How do we know/prove a slope of a line is constant?

[lamp23]

Before I just accepted that the slope of a line is constant, but I'm wondering if there is an even more fundamental definition of a line.

If one draws two right triangles with a certain Δx and Δy as the legs and wants to prove that the connection of the two hypotenuses is a straight line, then should one prove that the angle between them is 180°?
http://uploadpic.org/storage/2011/thumb_em0Ys5txnYiOhPNXJVSS0UDJe.jpg
I have drawn the original picture in purple and then by SAS one can prove the two triangles congruent and then prove that the corresponding angles ∅ are congruent. Once one proves there is a right angle adjacent to it and a (90-∅) adjacent to that, the sum gives 180°.

 

[Number Nine]

If $f(x) = ax + b$ then $f'(x) = a$, thus the slope is constant. No need to make it any more complicated than that.

 

[lamp23]

If $f(x) = ax + b$ then $f'(x) = a$, thus the slope is constant. No need to make it any more complicated than that.

Then you are assuming that f(x)=ax+b is the equation of the line.

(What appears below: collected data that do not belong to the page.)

PR #1964, opened 2026-07-18
feat(executor): centralize runtime lifecycle

### LINKED ISSUE #1541: fix(executor): detect SDK tasks that are alive but not progressing

richardfogaca:
## Linked issue

Fixes #1541, #1860

Related: #1888, #1926

## Summary

- Separate executor-wrapper liveness from meaningful SDK progress.
- Detect SDK turns that stay alive but stop progressing, with a non-destructive observe mode and an opt-in enforcement path.
- Route SDK stalls, heartbeat loss, startup timeout, and executor-backed User Stop through one daemon-owned local containment path.
- Preserve the dedicated watcher-confirmed Stop path for `claude-code-cli`, which has no executor process to contain.
- Reapply the accepted `dispatching -> running` executor connection boundary without introducing an execution kernel.

## Why / context

An executor heartbeat proves that the wrapper can still reach Agor. It does not prove that the SDK turn inside the wrapper is progressing.

The observed failure was:

```text
executor heartbeat continues
        +
SDK emits turn context, then stays silent
        |
        v
task remains running forever
```

For executor-backed sessions, this change gives connection, wrapper liveness, SDK activity, and containment separate owners:

```text
DISPATCHING -- authenticated connection --> RUNNING
                                             |
                         +-------------------+-------------------+
                         |                                       |
                  wrapper heartbeat                     semantic SDK pulse
                         |                                       |
                         +-------------------+-------------------+
                                             |
                                      progress becomes stale
                                             |
                                             v
                                          STOPPING
                                             |
                           +-----------------+-----------------+
                           |                                   |
                    local process group                 unverified runtime
                    stopped and absent                  stays blocked
                           |                                   |
                           v                                   v
                    existing terminal path           owner/admin force-fail
```

The result remains task-scoped. It solves SDK health and the containment needed to recover a supported local session; it does not replace Agor's lifecycle with attempts, effects, runtime-event tables, branch holds, or a general distributed execution protocol.

### Task handoff and protected lifecycle writes

- Reapply `dispatching` and `executor_connected_at` from #1888.
- Store both executor connection and heartbeat timestamps as PostgreSQL `timestamptz`; migration 0065 converts historical heartbeat wall-clock values as UTC.
- Require an authenticated, task-scoped executor connection before `running`; the connection transaction also records the initial heartbeat.
- Move heartbeat and latest-pulse writes onto one protected telemetry method while preserving the existing heartbeat cadence.
- Validate executor result patches through one row-locked repository operation instead of duplicated service-hook reads.
- Prevent ordinary executor patches from settling coordinator-owned `STOPPING` tasks.
- Keep documented Task completion/failure routes explicitly authorized and internalize their writes.
- Restrict bulk Task creation to admins and derive `created_by` from the authenticated caller.
- Keep dormant Task creation/run available, and make queued Task removal atomic with the queue-state check.
- Use separate policies for dispatch connection timeout and connected heartbeat staleness.

### Semantic SDK activity

All supported SDK adapters report into one bounded vocabulary:

- `sdk_started`
- `progress`
- `waiting`
- `unknown_activity`

Permission/input waits pause first-progress policy. Known active tools use a counter, so parallel tools remain paused until every tool finishes. Unknown-but-active SDK vocabulary fails open and records one diagnosis rather than killing healthy work. A version manifest forces mappings and fixtures to be reviewed when resolved SDK dependencies change.

Pulses ride the existing heartbeat transport and coalesce to the latest fact. They do not create a second event stream or per-event database writes. The existing timer popover shows pulse recency and a friendly state; bounded raw detail remains available on hover without another request, subscription, or timer.

### Stop and containment ownership

- One executor-local watchdog owns first-progress policy; observe and enforce use the same pure decision function.
- `observe` records what would have fired without aborting or changing lifecycle state.
- `enforce` requests SDK abort, then hands termination to the daemon.
- Local executors run in a process group. The daemon escalates `SIGTERM -> SIGKILL` and verifies group absence before releasing the session.
- Executor-backed User Stop, startup timeout, heartbeat loss, and SDK stall share that coordinator.
- `claude-code-cli` Stop sends Ctrl-C through its existing terminal channel and waits for the CLI watcher to confirm the turn ended before settlement.
- OpenCode requests provider-side session abort, but local process-group absence alone is not treated as proof that server-side work stopped.
- Unverifiable remote, provider-hosted, or cross-UID execution remains `STOPPING` and non-promptable until absence is proven or a branch owner/admin explicitly confirms force-fail.
- Daemon restart preserves the existing orphan-recovery behavior and records that termination was not verified.

The watchdog defaults to `observe`. Enforcement remains an explicit opt-in until the real-workload soak described below establishes an acceptable false-positive rate.

### Deliberate contraction

- Three focused new production modules: launch classification, termination coordination, and SDK watchdog policy.
- One new database column and no new tables.
- Approximately +1,796 net product lines beyond the reapplied #1888 change, excluding tests, docs, scripts, and migrations. This remains within the +2,500 review ceiling.
- Generic heartbeat patching, direct stale-heartbeat terminalization, single-PID Stop, direct executor-exit terminalization, duplicated transport lifecycle checks, and Claude's loop-internal idle timeout were removed with their replacements.

### Current-head refresh

Validated final head `50c3cd5ab680f93ea249a4dd70a20ec7761bd157` on 2026-07-22 in an isolated SQLite branch environment on Linux 6.12.76-linuxkit aarch64, Node 22.23.1, pnpm 11.13.0, and Codex CLI 0.141.0.

This refresh was required because the earlier full live receipt at `e847bc902967` predated the terminal-claim containment fix and the subsequent history rewrite/main integration. The rebase-equivalent of that earlier head is `37e83643e`; later lifecycle-relevant changes include executor cleanup ordering, simplified terminal authorization, the rebase conflict resolution, `e666d4e21`'s terminal process-group fix, and the final merge of `main`.

| Current-head scenario | Evidence | Observation | Result |
|---|---|---|---|
| Normal local Codex lifecycle | Live daemon + real local executor/Codex SDK/CLI + controlled Responses-compatible WebSocket fixture | Task moved `dispatching -> running -> completed`; executor exited normally; the terminal claim ran local group containment before release; session returned idle/promptable | Passed |
| Local User Stop with queued successor | Live daemon + real local executor/Codex SDK/CLI + OS signals + controlled protocol fixture | Running task settled `STOPPED`, one queued task was preserved and drained to `COMPLETED`, and the session returned idle/promptable | Passed |
| Leader exits while a same-PGID descendant remains | Real Linux process groups | A detached leader exited after its descendant was ready; containment retained the PGID, escalated `SIGTERM -> SIGKILL`, and verified `kill(-pgid, 0)` returned absence | Passed |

Yet in the derivations for an equation of a line that I have seen (one in Stewart's Calculus), that equation is derived from assuming a =Δy/Δx is constant.

 

[Mark44]

And what about the line whose equation is x = 2? This isn't even a function, let alone one that is differentiable, and yet it is a line.

 

[Deveno]

i have to ask, first, for you: what constitues an acceptable definition of a line?

there is more to the question than meets the eye, and what you will regard as an acceptable proof, depends on what you will allow as "given".

to underscore my point, in euclidean geometry, often lines are NOT defined, but are assumed to have certain properties instead (line is a "primitive concept" and any conceivable object with the properties of a line, is said to be a model for a line).

it is not hard to show, that for any set in the plane satisfying:

L = {(x,y): ax+by = c} (where a,b and c are "constants"). that the equation:

y₂ - y₁= m(x₂ - x₁)

has a unique solution m that holds for any pair (x₁,y₁), (x₂,y₂) in L; unless b = 0, in which case NO m will work.

but perhaps this is not what you're looking for, without more information, i cannot say.

 

[HallsofIvy]

Before I just accepted that the slope of a line is constant, but I'm wondering if there is an even more fundamental definition of a line.

If one draws two right triangles with a certain Δx and Δy as the legs and wants to prove that the connection of the two hypotenuses is a straight line, then should one prove that the angle between them is 180°?
http://uploadpic.org/storage/2011/thumb_em0Ys5txnYiOhPNXJVSS0UDJe.jpg
I have drawn the original picture in purple and then by SAS one can prove the two triangles congruent and then prove that the corresponding angles ∅ are congruent. Once one proves there is a right angle adjacent to it and a (90-∅) adjacent to that, the sum gives 180°.

You don't need that the two triangles are congruent- only similar. That way, you can use different length $\Delta x$ and get a different $\Delta y$. But because the hypotenuses of the two right triangles are the same line, and the two horizontal sides are parallel, by "corresponding angles" from geometry, we get that the two angles you have labeled "$\phi$" are congruent so the triangles are similar. Then the ratios of corresponding sides are the same. Since the slope is the ratio of two sides, it is the same at every point no matter what "rise" and "run" you use.